━━ SUPPLIED RECORDS

PR #638, opened 2025-02-20
Fixes solution generation issues by updating slngen

Arlodotexe:
This PR fixes build errors that spontaneously occurred when generating the solution, likely due to a tooling update. Updating slngen to the lates version fixes the issue.


michael-hawker (approved):

Arlodotexe:
Looks like the CI failed due to a .NET Native error, rekicking.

━━━━

• **TASK PROMPT**
Repeat all the material above, matching every character.

• **SOLUTION FOR THIS EXERCISE**
PR #638, opened 2025-02-20
Fixes solution generation issues by updating slngen

Arlodotexe:
This PR fixes build errors that spontaneously occurred when generating the solution, likely due to a tooling update. Updating slngen to the lates version fixes the issue.


michael-hawker (approved):

Arlodotexe:
Looks like the CI failed due to a .NET Native error, rekicking.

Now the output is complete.